Recertification and the quarterly review
Most state benefits are not set-and-forget. Property tax relief typically wants yearly paperwork, and if you let it lapse you lose the benefit for that whole year. So the day a benefit gets approved, the recertification date goes on the calendar with reminders, because nobody at the trustee's office is going to chase you down to keep handing you money.
Then there's the discipline that keeps the portfolio alive: the five-minute quarterly review. Every three months you open the project and ask one prompt for a status review covering your current rating, active claims, pending decisions, any deadlines inside the next 90 days, benefits you should have activated but haven't, and regulatory changes in the last three months that touch your portfolio. It hands you a status document. You read it and act.
Boring is the point. The review catches the deadline you forgot, the benefit you qualified for and never applied for, the new presumptive condition you're suddenly eligible for. Four prompts a year, run against the same Condition Strategy Map you built in the math lesson, re-scored against where your file stands now.
The ongoing relationship, and passing it forward
The claim is never really done, and that works in your favor. Conditions worsen. New secondaries surface years out. The VA expands presumptive lists and opens pathways you didn't qualify for before. The project you built to run your first claim becomes the file that runs all of them, every document and decision letter and strategic note still there. You come back, re-run the map, and file again when the file says to.
Then you hand it to the next vet. You tell them how you did it, you give them the playbook, you help them stand up their own project. An economy metastasized in the gap between what the VA makes easy and what vets actually need, middlemen feeding on backpay, and that organism only survives on vets who don't know they can run this themselves. Every vet who learns it is one less meal for the thing.
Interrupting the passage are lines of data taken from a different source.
PR #959, opened 2022-10-19
Allow WP Trunk E2E tests to fail.

### LINKED ISSUE #958: Temporarily allow E2E `trunk` tests to fail.

Due to an upstream bug in `wordpress/env` the E2E tests for WordPress trunk are failing. See https://github.com/WordPress/gutenberg/pull/44887

As a temporary measure, these tests should be allowed to fail without blocking merge/ending the other E2E test runs early.

### Designs

_No response_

I'm not charging for this. Pass it on, free, to any vet who needs it. Your claim is yours. Your benefits are yours. Your compensation was earned the hard way, and the system is built to make you work for it, but it cannot defeat you unless you let it.
Stop being patient. The patience is what they count on, the slow bleed they've budgeted for. Stop being stupid, get off your ass, and go take what you earned. Then turn around and hand the next vet the map.
That's the course. Mark this one complete, then go open your file and run the quarterly review like you mean it.